Lines in the entries below where the word "check" shows up should each be copied.
====== THE DATA
PR #13975, opened 2026-07-20
#13957: hermetic 9398 shim check-gh test -- stop the push-doctor hitting the real origin (and real .git/config) through the fake gh

WallyDoodlez:
Fixes the 9398 shim integration test failing on any clone whose git credential chain routes through gh (#13957, self-filed from this clone's live repro): tracker.py check-gh now includes the #13863 push-doctor, whose REAL git push --dry-run authenticated against the REAL origin with credentials served by the PATH-shimmed fake gh -> definitive auth failure -> check-gh exit 1. git_ops pins every git command to its own script-derived repo root, so the old cwd=REPO_ROOT invocation could never be redirected -- and worse, the doctor REWROTE the developer's real .git/config credential.helper as a test side effect on every run.

Fix (test-side only, production gate untouched): _make_hermetic_git_workspace copies references/scripts into a scratch git repo with a LOCAL bare origin and runs the COPY's tracker.py -- git_ops re-roots to the scratch tree, and the push-doctor takes its own documented non-https early-return (nothing to heal). A second pin test asserts zero credential-helper entries land in the scratch config -- proving the early-return fired rather than the dry-run getting lucky.

Evidence: the target test + new pin green; full integration suite 54/54 OK (was 1 failure); full static gate PASS 6008/0. Env-dependence note: passed on qa's clone before because their credential chain did not route the dry-run through the shimmed gh -- this fix makes the result clone-independent.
============
- ANSWER SPACE
#13957: hermetic 9398 shim check-gh test -- stop the push-doctor hitting the real origin (and real .git/config) through the fake gh
Fixes the 9398 shim integration test failing on any clone whose git credential chain routes through gh (#13957, self-filed from this clone's live repro): tracker.py check-gh now includes the #13863 push-doctor, whose REAL git push --dry-run authenticated against the REAL origin with credentials served by the PATH-shimmed fake gh -> definitive auth failure -> check-gh exit 1. git_ops pins every git command to its own script-derived repo root, so the old cwd=REPO_ROOT invocation could never be redirected -- and worse, the doctor REWROTE the developer's real .git/config credential.helper as a test side effect on every run.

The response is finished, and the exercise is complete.